Among the entries below, only the lines starting at the one with "as string, 10);" and ending at the one with "Tested and passed based on QA Testing above.", both included, are to be printed exactly.
*** Begin section ***
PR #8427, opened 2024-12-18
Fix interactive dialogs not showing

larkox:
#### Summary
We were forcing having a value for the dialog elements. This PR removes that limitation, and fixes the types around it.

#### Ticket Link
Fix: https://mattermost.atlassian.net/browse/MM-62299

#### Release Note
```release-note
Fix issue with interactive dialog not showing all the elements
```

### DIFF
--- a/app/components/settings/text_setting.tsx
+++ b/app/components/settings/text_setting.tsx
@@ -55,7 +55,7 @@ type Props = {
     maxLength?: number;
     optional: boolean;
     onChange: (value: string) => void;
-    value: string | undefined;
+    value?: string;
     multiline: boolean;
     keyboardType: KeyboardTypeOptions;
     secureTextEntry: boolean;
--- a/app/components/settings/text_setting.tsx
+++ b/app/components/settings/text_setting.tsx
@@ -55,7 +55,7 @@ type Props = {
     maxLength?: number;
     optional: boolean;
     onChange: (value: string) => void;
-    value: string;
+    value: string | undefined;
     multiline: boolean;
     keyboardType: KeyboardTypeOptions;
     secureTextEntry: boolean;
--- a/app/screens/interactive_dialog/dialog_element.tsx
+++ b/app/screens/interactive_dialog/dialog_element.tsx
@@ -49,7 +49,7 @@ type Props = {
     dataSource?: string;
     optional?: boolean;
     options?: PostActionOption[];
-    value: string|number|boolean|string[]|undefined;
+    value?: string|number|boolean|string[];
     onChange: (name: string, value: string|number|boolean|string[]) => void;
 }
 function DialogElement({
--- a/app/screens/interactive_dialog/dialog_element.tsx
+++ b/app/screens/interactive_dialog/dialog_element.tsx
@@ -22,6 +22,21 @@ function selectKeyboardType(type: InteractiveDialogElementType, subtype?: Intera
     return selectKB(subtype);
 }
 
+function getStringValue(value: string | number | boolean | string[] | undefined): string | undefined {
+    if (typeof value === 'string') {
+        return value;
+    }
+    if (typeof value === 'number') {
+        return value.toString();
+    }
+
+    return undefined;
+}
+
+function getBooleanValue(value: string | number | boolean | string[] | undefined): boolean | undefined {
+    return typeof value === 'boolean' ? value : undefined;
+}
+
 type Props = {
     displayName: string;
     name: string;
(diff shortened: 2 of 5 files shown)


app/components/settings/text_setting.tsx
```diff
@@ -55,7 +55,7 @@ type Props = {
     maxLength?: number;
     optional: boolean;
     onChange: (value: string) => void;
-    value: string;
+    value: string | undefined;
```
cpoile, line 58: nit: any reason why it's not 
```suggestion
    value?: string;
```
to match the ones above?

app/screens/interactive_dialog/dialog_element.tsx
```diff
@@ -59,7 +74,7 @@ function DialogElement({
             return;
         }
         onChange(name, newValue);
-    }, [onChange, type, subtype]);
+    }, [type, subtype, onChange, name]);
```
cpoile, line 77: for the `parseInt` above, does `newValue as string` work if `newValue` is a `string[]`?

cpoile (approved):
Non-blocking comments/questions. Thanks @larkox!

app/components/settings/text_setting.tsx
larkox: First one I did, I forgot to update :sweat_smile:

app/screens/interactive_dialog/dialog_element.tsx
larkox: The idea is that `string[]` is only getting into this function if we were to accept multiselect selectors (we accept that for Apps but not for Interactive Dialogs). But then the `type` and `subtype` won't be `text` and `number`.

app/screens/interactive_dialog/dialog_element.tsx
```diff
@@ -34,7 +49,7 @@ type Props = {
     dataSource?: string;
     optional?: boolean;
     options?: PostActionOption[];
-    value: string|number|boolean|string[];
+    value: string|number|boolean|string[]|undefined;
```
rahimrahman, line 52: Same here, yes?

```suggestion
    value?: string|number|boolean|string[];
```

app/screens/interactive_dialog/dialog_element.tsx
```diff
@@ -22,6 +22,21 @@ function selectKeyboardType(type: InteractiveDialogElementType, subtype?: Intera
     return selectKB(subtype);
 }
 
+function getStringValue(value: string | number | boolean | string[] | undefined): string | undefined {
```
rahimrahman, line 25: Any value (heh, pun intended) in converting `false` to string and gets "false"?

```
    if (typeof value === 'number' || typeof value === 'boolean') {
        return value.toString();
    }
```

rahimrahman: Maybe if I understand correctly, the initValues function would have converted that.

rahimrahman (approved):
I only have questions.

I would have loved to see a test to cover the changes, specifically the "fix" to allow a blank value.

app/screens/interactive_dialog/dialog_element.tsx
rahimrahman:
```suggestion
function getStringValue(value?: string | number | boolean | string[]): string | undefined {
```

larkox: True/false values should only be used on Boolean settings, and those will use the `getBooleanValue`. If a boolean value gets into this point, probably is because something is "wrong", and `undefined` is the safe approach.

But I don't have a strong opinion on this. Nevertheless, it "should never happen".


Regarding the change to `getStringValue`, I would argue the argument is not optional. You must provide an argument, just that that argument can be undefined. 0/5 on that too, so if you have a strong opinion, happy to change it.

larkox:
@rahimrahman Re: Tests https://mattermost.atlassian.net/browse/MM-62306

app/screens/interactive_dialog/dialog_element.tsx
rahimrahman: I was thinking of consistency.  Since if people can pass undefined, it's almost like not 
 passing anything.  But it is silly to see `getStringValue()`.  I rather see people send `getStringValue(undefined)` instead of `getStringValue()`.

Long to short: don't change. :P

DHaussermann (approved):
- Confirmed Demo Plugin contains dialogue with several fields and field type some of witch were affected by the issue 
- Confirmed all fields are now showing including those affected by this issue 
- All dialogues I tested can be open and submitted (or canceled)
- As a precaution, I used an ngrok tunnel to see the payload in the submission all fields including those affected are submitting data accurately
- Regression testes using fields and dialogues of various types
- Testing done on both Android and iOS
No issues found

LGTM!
*** End section ***
*** Begin section ***
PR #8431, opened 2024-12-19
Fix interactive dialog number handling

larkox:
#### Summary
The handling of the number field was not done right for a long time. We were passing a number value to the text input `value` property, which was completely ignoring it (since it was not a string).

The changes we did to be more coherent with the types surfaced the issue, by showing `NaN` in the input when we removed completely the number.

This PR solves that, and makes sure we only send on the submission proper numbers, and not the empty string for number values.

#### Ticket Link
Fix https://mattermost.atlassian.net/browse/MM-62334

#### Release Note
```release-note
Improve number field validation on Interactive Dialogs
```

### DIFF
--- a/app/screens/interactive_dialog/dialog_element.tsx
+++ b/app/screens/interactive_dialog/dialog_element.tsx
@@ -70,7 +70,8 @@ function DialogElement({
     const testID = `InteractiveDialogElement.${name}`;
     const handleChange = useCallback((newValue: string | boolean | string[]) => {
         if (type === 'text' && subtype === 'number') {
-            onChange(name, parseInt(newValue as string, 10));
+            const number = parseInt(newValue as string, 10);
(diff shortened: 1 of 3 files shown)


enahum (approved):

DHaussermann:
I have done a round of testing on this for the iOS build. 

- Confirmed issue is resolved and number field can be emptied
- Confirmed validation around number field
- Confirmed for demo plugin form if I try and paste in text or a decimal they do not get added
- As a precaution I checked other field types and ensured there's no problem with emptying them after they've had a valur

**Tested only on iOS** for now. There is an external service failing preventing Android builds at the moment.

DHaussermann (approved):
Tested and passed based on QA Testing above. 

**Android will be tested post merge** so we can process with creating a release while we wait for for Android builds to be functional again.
*** End section ***
● **Response box**:
+            const number = parseInt(newValue as string, 10);
(diff shortened: 1 of 3 files shown)


enahum (approved):

DHaussermann:
I have done a round of testing on this for the iOS build. 

- Confirmed issue is resolved and number field can be emptied
- Confirmed validation around number field
- Confirmed for demo plugin form if I try and paste in text or a decimal they do not get added
- As a precaution I checked other field types and ensured there's no problem with emptying them after they've had a valur

**Tested only on iOS** for now. There is an external service failing preventing Android builds at the moment.

DHaussermann (approved):
Tested and passed based on QA Testing above. 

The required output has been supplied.